We also re-estimated the number of genes using a second, independent method. We mapped the THCs from HGI to chromosomes 21 and 22 as follows. First, we masked repeats in the published chromosome 21 and 22 sequence using RepeatMasker (A.F.A. Smit and P. Green, unpublished data; http://repeatmasker.genome.washington.edu) and then we searched HGI against the chromosomal sequence as described previously. THC sequences having ≥95% identity with the chromosomal sequence over >80% of their length were considered positives. A total of 2,232 THCs were mapped to chromosomes 21 and 22 with an average 99.2% identity. To account for possible redundancy in aligning THCs to the chromosome due alternative splicing and mispriming, we 'condensed' THCs that mapped to chromosomal locations within 5,000 bp of each other. This yielded 1,275 distinct THC hits.
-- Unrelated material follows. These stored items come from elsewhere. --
PR #929, opened 2024-08-23
linux: set nice level for low priority jobs

brakhane:
There's no easy way to set the niceness level of a thread from another one, so I had to move the call to the thread itself.

POSIX defines the nice level as process wide, while Linux implements it as thread-wide. This could change in the future, but there's no good other way to change the priority of "normal" tasks.

We could schedule the low prio threads as "idle" threads, but those will then have really low priority.

The windows version uses LOWEST, which is "2 points below normal", IDLE seems to be "15 points below normal". Since Linux nice levels go from -20 (highest) to 19, i chose 3 (2 / 15 \* 20), which means that those will be considered around half as important as other threads. That value can of course be changed to say 5, which would make it around 1/3 as important (the factor is around 1.25^nice)

### DIFF
--- a/WickedEngine/wiJobSystem.cpp
+++ b/WickedEngine/wiJobSystem.cpp
@@ -14,6 +14,7 @@
 
 #ifdef PLATFORM_LINUX
 #include <pthread.h>
+#include <sys/resource.h>
 #endif // PLATFORM_LINUX
 
 #ifdef PLATFORM_PS5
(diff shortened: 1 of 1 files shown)


brakhane:
We could experiment with setting the scheduling policy to SCHED_BATCH, which is similar to SCHED_OTHER (the default that is used now), but assumes that the thread is CPU-intensive (which is correct in our case), giving those threads a slight penalty (in addition to the low prio one) when scheduling, basically prioritizing the main (input/display) thread.

turanszkij (approved):

turanszkij:
Thanks!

The total number of annotated genes plus pseudogenes on chromosomes 21 and 22 is 953 (770+183); based on these numbers, the publications describing chromosomes 21 and 22 estimated 40,000 and 45,000 total genes3,6, giving an average extrapolated estimate of 42,500. If one assumes (conservatively) that the relative number of pseudogenes in the EST collection is the same as those predicted for chromosomes 21 and 22, then the revised estimate of the number of human genes should be: (42,500*1,275/953)=56,960. These improved estimates provide a lower bound of 56,960 and an upper bound of 81,273 genes in the human genome.

Mutations in AXIN2 cause colorectal cancer with defective mismatch repair by activating β-catenin/TCF signalling

W Liu et al.

Nature Genet. 26, 146– 147 (2000).

The corrected list of authors is: Wanguo Liu, Xiangyang Dong, Ming Mai, Ratnam S. Seelan, Ken Taniguchi, Kausilia K. Krishnadath, Kevin C. Halling, Julie M. Cunningham, Lisa A. Boardman, Chiping Qian, Eric Christensen, Shauna J. Schmidt, Patrick C. Roche, David I. Smith & Stephen N. Thibodeau

Loss-of-function mutations in the EGF-CFC gene are CFC1 are associated with human left-right laterality defects

R N Bamford et al.

Nature Genet. 26, 365– 369 (2000).

The corrected list of authors is: Richard N. Bamford, Erich Roessler, Rebecca D. Burdine, Umay Saplakoglu, June dela Cruz, Miranda Splitt, Judith A. Goodship, Jeffrey Towbin, Peter Bowers, Giovanni B. Ferrero, Bruno Marino, Alexander F. Schier, Michael M. Shen, Maximilian Muenke & Brett Casey

J.A. Goodship's affiliation: Department of Human Genetics, University of Newcastle upon Tyne, Newcastle upon Tyne, UK. G.B. Ferrero's affiliation: Department of Pediatrics, University of Torino, Torino, Italy.

This work was supported by grants from the British Heart Foundation (to J.A.G.), and the Telethon (E.434) and MURST (9906314313; to G.B.F.).